The books discussed in this article can be used with a range of age groups. Alice's Adventures in Wonderland and Holes are suitable for late elementary and middle school grades, while both Holes and Harry Potter and the Order of the Phoenix are suitable for middle and high school students. All three books have been adapted into films; the movie versions of Holes and Harry Potter and the Order of the Phoenix are particularly good at dramatizing issues of law and justice and could be screened as a complement to students' reading of the novels.

This article outlines key passages of the three books that address rule of law concepts and suggests how these passages can invite student exploration and discussion of the rule of law. Suggested discussion questions for classroom use are provided in the "Teaching Activity" section of the article.

The Rule of Law in Wonderland

References to the law are a recurring motif in Alice's Adventures in Wonderland. (1) In chapter 3, the Mouse shares his "long tale" of a lawsuit with Fury; the Queen of Hearts arbitrarily--and ineffectively--orders the summary execution of all who offend her; and the book closes in chapters 11 and 12 with the trial of the Knave of Hearts for stealing tarts.
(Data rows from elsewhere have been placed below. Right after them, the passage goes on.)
PR #2475, opened 2020-05-16
Fix Field docs

dxts:
* Fix the field docs to show correct passed through props for `children` and `component`. 
* Make clear component is deprecated.

### DIFF
--- a/docs/api/field.md
+++ b/docs/api/field.md
@@ -15,17 +15,16 @@ There are 2 ways to render things with `<Field>`.
 - `<Field as>`
 - `<Field children>`
 - ~~`<Field render>`~~ _deprecated in 2.x. Using these will log warning_
-- `<Field component>`
+- ~~`<Field component>`~~ _deprecated in 2.x. Using these will log warning_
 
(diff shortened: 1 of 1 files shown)


oleg-brizy:
If `component` is deprecated. How to access field errors? Because they are not accessible in `Field.as`.

dxts:
You can use a callback with `children`, as it passes the `meta` prop to the callback, which includes the error. You can find an example [here](https://jaredpalmer.com/formik/docs/api/field#children).

oleg-brizy:
I already have a component and don't want to wrap it in callback to forward exactly the same props.

Before: `<Field component={MyComponent} />`
After: `<Field additionalProp="foo">{props => <MyComponent {...props} />}</Field>`

----

Do you know why the `component` prop is deprecated?

jaredpalmer:
I think Field component is not deprecated. It was in an early beta / rc of 2.x

dxts:
The documentation should make it clear that `meta` is not passed to component, and there was a typo in the `component` method, making it seem like the field helpers were passed to it.
Is this good to go now?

As with everything in Wonderland, nothing is quite right about the law. Much of the fun of Alice's Adventures is the book's creation of a nonsensical world, loosely tethered to our sense of the way things should be. By figuring out what is wrong with the law in Wonderland, students can gain a sense of how the law should function in the "real world."

Mouse's "Long Tale" of the Law

In chapter 3 of Alice's Adventures, Mouse offers the "long and sad tale" of his personal history. This tale takes the form of a poem, printed in most editions of the book as a long and curving mouse's tail. It tells of Mouse's encounter with Fury, who suggests that to pass the time, they both "go to law" for a trial: "Fury said to a mouse, That he met in the house, 'Let us both go to law: I will prosecute you.'" When Mouse notes that a trial would be a waste of time without judge or jury, Fury responds: "I'll be judge, I'll be jury ... I'll try the whole cause, and condemn you to death." Mouse's tale ends when he notices that Alice has become distracted by a knot in his tail.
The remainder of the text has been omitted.